**The problem**
Word for word, repeat every entry that appears below.

**Stored data**

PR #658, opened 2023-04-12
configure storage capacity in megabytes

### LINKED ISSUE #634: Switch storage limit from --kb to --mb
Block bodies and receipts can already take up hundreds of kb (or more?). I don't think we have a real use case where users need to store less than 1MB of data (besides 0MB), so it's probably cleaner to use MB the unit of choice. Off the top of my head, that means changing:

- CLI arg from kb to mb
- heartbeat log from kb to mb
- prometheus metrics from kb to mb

**Output for this task**
PR #658, opened 2023-04-12
configure storage capacity in megabytes

### LINKED ISSUE #634: Switch storage limit from --kb to --mb
Block bodies and receipts can already take up hundreds of kb (or more?). I don't think we have a real use case where users need to store less than 1MB of data (besides 0MB), so it's probably cleaner to use MB the unit of choice. Off the top of my head, that means changing:

- CLI arg from kb to mb
- heartbeat log from kb to mb
- prometheus metrics from kb to mb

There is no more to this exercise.